▶ _Dataset entries_:
PR #17, opened 2022-10-08
Widget implementation

edfloreshz:
This PR includes implementation of various widgets, including: 

- [x] NavBar
- [x] Expander


mmstick:
Looks good to me

mmstick (approved):

mmstick:
I've been working on a similar approach for the headerbar widgets.

edfloreshz:
I noticed this morning, I'm testing to see if I can implement something similar for this widget, I'll let you know.

edfloreshz:
@mmstick  I'm facing an issue when trying to implement that approach

In order to follow the builder pattern and be able to render the elements inside the navigation bar I need to store them in the struct:

```rust
pub fn with_children(children: Vec<Element<'a, Message, Renderer>>) -> Self {
    Self {
        children,
        ..Default::default()
    }
}
```

But when trying to create a `Column` from that vector in the `render` method I'm getting the following error:

```bash
    |
129 | Column::with_children(self.children)
    |                       ^^^^^^^^^^^^^ move occurs because `self.children` has type `Vec<iced_native::Element<'_, Message, Renderer>>`, which does not implement the `Copy` trait
```

Can you think of a way to overcome this?

mmstick:
You won't be able to store elements in the application's struct. They will have to be recreated for each call of the view method.

edfloreshz:
I figured I could add the children parameter to the render method and it works.

I'm currently working on an Expander widget and it even looks nice.

mmstick:
I'm not fully sold on the API of the headerbar in the current source code. Exploring something closer to what Iced is doing, but keeping the Headerbar data struct since it nicely abstracts state unique to the headerbar widget.

mmstick:
Sounds like we'll have a full widget library in no time at all

edfloreshz:
> I'm not fully sold on the API of the headerbar in the current source code. Exploring something closer to what Iced is doing, but keeping the Headerbar data struct since it nicely abstracts state unique to the headerbar widget.

Alright, let me know when you have something. 👍🏼

edfloreshz:
By the way, we can merge this if Jeremy approves, once it's merged I'll make another PR to adopt the new API style.

edfloreshz:
I made some changes to the `HeaderBar` widget.

I added a generic type `Message` to the struct and added closures to send data to the parent. 

```rust
pub struct HeaderBar<Message>
{
    title: String,
    nav_title: String,
    sidebar_active: bool,
    show_minimize: bool,
    show_maximize: bool,
    on_sidebar_active: Box<dyn Fn(bool) -> Message>,
    on_close: Box<dyn Fn() -> Message>,
    on_drag: Box<dyn Fn() -> Message>,
}
```


 instead of using the `Widget` trait, I utilized the `Component` trait, this allowed me to handle events for the component and send events to the parent when necessary.

```rust
match event {
    HeaderEvent::Close => Some((self.on_close)()),
    HeaderEvent::ToggleSidebar => {
        self.sidebar_active = !self.sidebar_active;
        Some((self.on_sidebar_active)(self.sidebar_active))
    },
    HeaderEvent::Drag => Some((self.on_drag)()),
    HeaderEvent::Minimize => None,
    HeaderEvent::Maximize => None,
}
```

It is no longer necessary to store the widget inside the parent struct, we just need to create it and pass the closures:

```rust
header_bar(
    self.title().as_str(),
    self.sidebar_toggled,
    self.show_minimize,
    self.show_maximize,
    |toggled| AppMsg::ToggleSidebar(toggled),
    || AppMsg::Close, 
    || AppMsg::Drag 
);
```

Then we can handle it in the parent like so:

```rust
fn update(&mut self, message: Self::Message) -> Command<Self::Message> {
    match message {
        AppMsg::Close => self.exit = true,
        AppMsg::ToggleSidebar(toggled) => self.sidebar_toggled = toggled,
        AppMsg::Drag => return drag(),
        AppMsg::Minimize => {},
        AppMsg::Maximize => {},
        AppMsg::Page(page) => self.page = page,
    }
    Command::none()
}
```

I also added a new example called `settings` in which I plan to start building the widgets we discussed earlier.

I believe this could be the way to build future widgets, let me know your thoughts @mmstick

mmstick:
Yeah, this is exactly what I had in mind for the headerbar.

mmstick:
Although I think it's still better to have a `HeaderData` struct store in the application's struct so that the function using it doesn't have to take so many parameters, which may change over time as more features are added.

mmstick:
Going to merge so I can iterate on this

edfloreshz:
I'm implementing that next.

Instead of having all the events in the enum, I was thinking of doing something like this: 

```rust
enum AppMsg {
    Header(HeaderMsg)
}
```

To distinguish the events of other components and avoid rewriting them in the parents enum, like you were doing before.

▶ _Work request_: Where a line of the records includes "send", copy it.

▶ _Solution to this problem_:
I added a generic type `Message` to the struct and added closures to send data to the parent. 
 instead of using the `Widget` trait, I utilized the `Component` trait, this allowed me to handle events for the component and send events to the parent when necessary.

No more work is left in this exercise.